Apesar de informações falsas que ganharam as redes em outubro de 2022, o INSS (Instituto Nacional do Seguro Social) ainda não liberou o pagamento de 14° salário para aposentados e pensionistas. Para entrar em vigor, o auxílio depende da aprovação de um projeto de lei que foi apresentado ainda durante a pandemia de Covid-19 e que ainda está em tramitação.

O PL 4367/20 foi apresentado pelo deputado Pompeo de Mattos (PDT) em agosto de 2020. A ideia era que o benefício desempenhasse um apoio financeiro para os segurados durante a crise sanitária. Passados quase dois anos, o 14º salário ainda é esperado pelos beneficiários da autarquia do Governo como uma compensação retroativa pelas dívidas realizadas ao longo de 2020 e 2021, ocasião em que o Brasil enfrentou a fase mais crítica da pandemia, quando o benefício deveria ter saído.
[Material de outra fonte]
PR #8214, opened 2026-02-18
[CI] Upload system-tests results to Test Optimization

nccatoni:
## Summary of changes

Adds `datadog-ci junit upload` steps to the `system_tests` stage in the Azure pipeline to push JUnit XML test results to Datadog Test Optimization after each run.

## Reason for change

Enable tracking of system-tests results in Datadog Test Optimization for visibility into test health and regressions.

## Implementation details

After the tests run and logs are grouped, the pipeline:
1. Installs `@datadog/datadog-ci` via npm
2. Uploads `logs*/reportJunit.xml` to Test Optimization using the `DD_API_KEY_PROD` secret

Follows the same pattern used in [system-tests push_to_test_optim action](https://github.com/DataDog/system-tests/blob/main/.github/actions/push_to_test_optim/action.yml).

## Test coverage

- [ ] Verify the Azure pipeline runs successfully with the new upload steps

## Other details

This is a CI-only change. No code changes.


.azure-pipelines/ultimate-pipeline.yml
```diff
@@ -4965,6 +4965,24 @@ stages:
         condition: always()
         displayName: Group logs
 
+      - script: npm install -g @datadog/datadog-ci || (sleep 60 && npm install -g @datadog/datadog-ci)
```
andrewlock: `sleep 60`, really? 😅

.azure-pipelines/ultimate-pipeline.yml
```diff
@@ -4965,6 +4965,24 @@ stages:
...
+        condition: always()
+        displayName: Install datadog-ci
```
andrewlock: We should expect this to fail:
```suggestion
        displayName: Install datadog-ci
        retryCountOnTaskFailure: 3
```

.azure-pipelines/ultimate-pipeline.yml
```diff
@@ -4965,6 +4965,24 @@ stages:
...
+
+      - script: |
+          datadog-ci junit upload \
+            ./logs*/reportJunit.xml \
+            --service system-tests \
+            --env ci \
+            --verbose \
+            --xpath-tag "test.codeowners=/testcase/properties/property[@name='test.codeowners']"
+        workingDirectory: system-tests
+        condition: always()
```
andrewlock, line 4977: We should retry if it fails, but don't fail the whole job if it does
```suggestion
        condition: always()
        retryCountOnTaskFailure: 3
        continueOnError: true
```

.azure-pipelines/ultimate-pipeline.yml
```diff
@@ -4965,6 +4965,24 @@ stages:
         condition: always()
         displayName: Group logs
 
+      - script: npm install -g @datadog/datadog-ci || (sleep 60 && npm install -g @datadog/datadog-ci)
+        condition: always()
+        displayName: Install datadog-ci
+
+      - script: |
```
andrewlock, line 4968: Is there a reason to have these as separate steps? If we combined them, we could add `continueOnError: true` to the single job. Right now, an npm issue will cause the system-tests to all fail when it's non-critical 🤔

.azure-pipelines/ultimate-pipeline.yml
```diff
@@ -4965,6 +4965,24 @@ stages:
...
+            --service system-tests \
+            --env ci \
+            --verbose \
+            --xpath-tag "test.codeowners=/testcase/properties/property[@name='test.codeowners']"
+        workingDirectory: system-tests
+        condition: always()
+        displayName: Upload test results to Test Optimization
+        env:
+          DATADOG_SITE: datadoghq.com
+          DATADOG_API_KEY: $(DD_API_KEY_PROD)
```
andrewlock: nit (it evaluates the same, just doesn't tie us to the specific secret name)
```suggestion
          DATADOG_API_KEY: $(ddApiKey)
```

andrewlock (approved):
Thanks!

Em junho de 2022, a proposta de pauta foi retirada pelo presidente da Câmara Arthur Lira (PP), que designou o texto para aprovação de uma Comissão Especial. Resultado disso, todo o processo de tramitação voltou à escala zero.

A proposta não foi objeto de campanha do presidente Luís Inácio Lula da Silva (PT). Além disso, o orçamento anual prevê o pagamento do 13º salário para os aposentados e pensionistas do INSS, mas não dispõe da verba necessária para bancar o esperado 14° salário em 2023.

Na perspectiva de João Adolfo de Souza, proprietário da João Financeira – portal de notícias focado em informações para beneficiários do INSS -, a informação de que o PL que estabelece um pagamento de 14º salário a pensionistas do INSS não deve sair do papel é negativa para os segurados da autarquia do Governo.

“O projeto de 14° salário é uma boa ideia, mas, infelizmente, depende de forças políticas. Precisamos que o governo, deputados e senadores ‘olhem’ pelos aposentados que, desde a pandemia de Covid-19, não recebem uma ajuda extra”, afirma.

Com efeito, havia 13,5 milhões de desempregados no Brasil em setembro de 2020, quando o país atingiu um contingente de cerca de 3,4 milhões de desocupados a mais do que o registrado em maio do mesmo ano. Isso representa uma alta de 33,1% no período, conforme informações do IBGE Instituto Brasileiro de Geografia e Estatística). Para contornar a crise, 79% da população utilizou alguma fonte de crédito durante esta fase, segundo um estudo divulgado pela Serasa.

Para o proprietário da João Financeira, nem tudo está perdido com relação à aprovação do 14° salário: “O projeto é possível de ser aprovado, desde que ocorram as articulações necessárias e de que sejam definidos valores e formas de pagamento. Os beneficiários do INSS clamam por isso, pois a situação está difícil e todos precisam de uma ajuda extra”.